**Aim of the task**
A verbatim copy of all entries is the expected output.

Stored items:
PR #120, opened 2015-10-09
Implement has_feature.

sunfishcode:
This implements `has_feature` as described in [the design](https://github.com/WebAssembly/design/blob/master/AstSemantics.md#feature-test).

### DIFF
--- a/ml-proto/spec/check.ml
+++ b/ml-proto/spec/check.ml
@@ -90,17 +90,16 @@ let type_cvt at = function
     | DemoteFloat64 -> error at "invalid conversion"
     ), Float64Type
 
-type type_hostop_type = {
-  hostop_ins : value_type list;
-  hostop_out : expr_type;
-  hostop_hasmem : bool
-}
-
+(*
+ * This function returns a tuple of a func_type and a bool, with the bool
+ * indicating whether the given function requires a memory declaration to be
+ * present in the module.
+ *)
 let type_hostop = function
-  | PageSize -> {hostop_ins = []; hostop_out = Some Int32Type; hostop_hasmem = true}
-  | MemorySize -> {hostop_ins = []; hostop_out = Some Int32Type; hostop_hasmem = true}
-  | GrowMemory -> {hostop_ins = [Int32Type]; hostop_out = None; hostop_hasmem = true}
-  | HasFeature str -> {hostop_ins = []; hostop_out = Some Int32Type; hostop_hasmem = false}
+  | PageSize -> ({ins = []; out = Some Int32Type}, true)
+  | MemorySize -> ({ins = []; out = Some Int32Type}, true)
+  | GrowMemory -> ({ins = [Int32Type]; out = None}, true)
+  | HasFeature str -> ({ins = []; out = Some Int32Type}, false)
 
 
 (* Type Analysis *)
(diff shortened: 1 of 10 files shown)


sunfishcode:
This is now rebased on top of the host opcode grouping changes, which required teaching the host opcode code about host opcodes that don't need memory.

kg:
It would be cool to add a known-always-present feature so we can test both the positive and negative case in the automated test. That's a pretty small thing though. Otherwise this LGTM.

sunfishcode:
Good idea. I added a feature called "wasm" which is claimed to be unconditionally supported :-).

ml-proto/spec/check.ml
```diff
@@ -90,10 +90,17 @@ let type_cvt at = function
     | DemoteFloat64 -> error at "invalid conversion"
     ), Float64Type
 
+type type_hostop_type = {
```
rossberg-chromium: Instead of introducing another variant of function type for a singular use, can't `type_hostop` just return a pair `func_type * bool`?

ml-proto/spec/eval.ml
```diff
@@ -298,6 +304,9 @@ and eval_hostop host mem hostop vs at =
     Memory.grow mem delta;
     None;
 
+  | HasFeature str, [] ->
+    Some (Int32 (if (host.has_feature str) then 1l else 0l))
```
rossberg-chromium: Nit: redundant parens

rossberg-chromium:
I'm afraid I still don't understand how a feature test _inside_ the language is supposed to make sense -- AFAICS it is utterly useless as long as there's no defined way to actually handle unsupported features _inside_ the language as well. And I have no idea how that would be done or specced or implemented. The design docs don't explain that either, only how to do feature testing on the meta level (which doesn't require the operator). It seems to me that putting in the operator now is starting with a (useless) step 2 before we have a clue about step 1.

But other than these fundamental doubts about the premise, and the nits above, LGTM. :)

lukewagner:
@rossberg-chromium The intended usage I'm anticipating in the MVP is described [here](https://github.com/WebAssembly/design/blob/master/FutureFeatures.md#better-feature-testing-support).

rossberg-chromium:
@lukewagner, yes, that's what I looked at, but as far as the MVP is concerned, the only workable suggestions there are doing meta-level feature detection (or am I misreading that?). So what still puzzles me is how _in-language_ feature detection is useful before you also add the actual ability to "decode-through" unrecognised features?

lukewagner:
@rossberg-chromium Because we'd want implement layer 1 decoder (which also performed the polyfilling) in wasm.  That (tiny) module needs to learn what features are supported *somehow*, so might as well be from within wasm; otherwise we'd have to add it as a JS feature and that seems weird.

rossberg-chromium:
I see! Okay, sorry that I didn't get that from the description. I wouldn't mind clarifying this use case (and perhaps moving the explanation to the FeatureTest page itself). ;)

lukewagner:
@rossberg-chromium Will do; I forgot we even had FeatureTest.md :)

kg:
> So what still puzzles me is how in-language feature detection is useful before you also add the actual ability to "decode-through" unrecognised features?

For the record, my binary encoding proposal already covers being able to decode unrecognized AST nodes.

ml-proto/spec/check.ml
sunfishcode: That works.

sunfishcode:
The patch is updated to address the comments above. Any further comments?

rossberg-chromium:
lgtm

**Task answer**
PR #120, opened 2015-10-09
Implement has_feature.

sunfishcode:
This implements `has_feature` as described in [the design](https://github.com/WebAssembly/design/blob/master/AstSemantics.md#feature-test).

### DIFF
--- a/ml-proto/spec/check.ml
+++ b/ml-proto/spec/check.ml
@@ -90,17 +90,16 @@ let type_cvt at = function
     | DemoteFloat64 -> error at "invalid conversion"
     ), Float64Type
 
-type type_hostop_type = {
-  hostop_ins : value_type list;
-  hostop_out : expr_type;
-  hostop_hasmem : bool
-}
-
+(*
+ * This function returns a tuple of a func_type and a bool, with the bool
+ * indicating whether the given function requires a memory declaration to be
+ * present in the module.
+ *)
 let type_hostop = function
-  | PageSize -> {hostop_ins = []; hostop_out = Some Int32Type; hostop_hasmem = true}
-  | MemorySize -> {hostop_ins = []; hostop_out = Some Int32Type; hostop_hasmem = true}
-  | GrowMemory -> {hostop_ins = [Int32Type]; hostop_out = None; hostop_hasmem = true}
-  | HasFeature str -> {hostop_ins = []; hostop_out = Some Int32Type; hostop_hasmem = false}
+  | PageSize -> ({ins = []; out = Some Int32Type}, true)
+  | MemorySize -> ({ins = []; out = Some Int32Type}, true)
+  | GrowMemory -> ({ins = [Int32Type]; out = None}, true)
+  | HasFeature str -> ({ins = []; out = Some Int32Type}, false)
 
 
 (* Type Analysis *)
(diff shortened: 1 of 10 files shown)


sunfishcode:
This is now rebased on top of the host opcode grouping changes, which required teaching the host opcode code about host opcodes that don't need memory.

kg:
It would be cool to add a known-always-present feature so we can test both the positive and negative case in the automated test. That's a pretty small thing though. Otherwise this LGTM.

sunfishcode:
Good idea. I added a feature called "wasm" which is claimed to be unconditionally supported :-).

ml-proto/spec/check.ml
```diff
@@ -90,10 +90,17 @@ let type_cvt at = function
     | DemoteFloat64 -> error at "invalid conversion"
     ), Float64Type
 
+type type_hostop_type = {
```
rossberg-chromium: Instead of introducing another variant of function type for a singular use, can't `type_hostop` just return a pair `func_type * bool`?

ml-proto/spec/eval.ml
```diff
@@ -298,6 +304,9 @@ and eval_hostop host mem hostop vs at =
     Memory.grow mem delta;
     None;
 
+  | HasFeature str, [] ->
+    Some (Int32 (if (host.has_feature str) then 1l else 0l))
```
rossberg-chromium: Nit: redundant parens

rossberg-chromium:
I'm afraid I still don't understand how a feature test _inside_ the language is supposed to make sense -- AFAICS it is utterly useless as long as there's no defined way to actually handle unsupported features _inside_ the language as well. And I have no idea how that would be done or specced or implemented. The design docs don't explain that either, only how to do feature testing on the meta level (which doesn't require the operator). It seems to me that putting in the operator now is starting with a (useless) step 2 before we have a clue about step 1.

But other than these fundamental doubts about the premise, and the nits above, LGTM. :)

lukewagner:
@rossberg-chromium The intended usage I'm anticipating in the MVP is described [here](https://github.com/WebAssembly/design/blob/master/FutureFeatures.md#better-feature-testing-support).

rossberg-chromium:
@lukewagner, yes, that's what I looked at, but as far as the MVP is concerned, the only workable suggestions there are doing meta-level feature detection (or am I misreading that?). So what still puzzles me is how _in-language_ feature detection is useful before you also add the actual ability to "decode-through" unrecognised features?

lukewagner:
@rossberg-chromium Because we'd want implement layer 1 decoder (which also performed the polyfilling) in wasm.  That (tiny) module needs to learn what features are supported *somehow*, so might as well be from within wasm; otherwise we'd have to add it as a JS feature and that seems weird.

rossberg-chromium:
I see! Okay, sorry that I didn't get that from the description. I wouldn't mind clarifying this use case (and perhaps moving the explanation to the FeatureTest page itself). ;)

lukewagner:
@rossberg-chromium Will do; I forgot we even had FeatureTest.md :)

kg:
> So what still puzzles me is how in-language feature detection is useful before you also add the actual ability to "decode-through" unrecognised features?

For the record, my binary encoding proposal already covers being able to decode unrecognized AST nodes.

ml-proto/spec/check.ml
sunfishcode: That works.

sunfishcode:
The patch is updated to address the comments above. Any further comments?

rossberg-chromium:
lgtm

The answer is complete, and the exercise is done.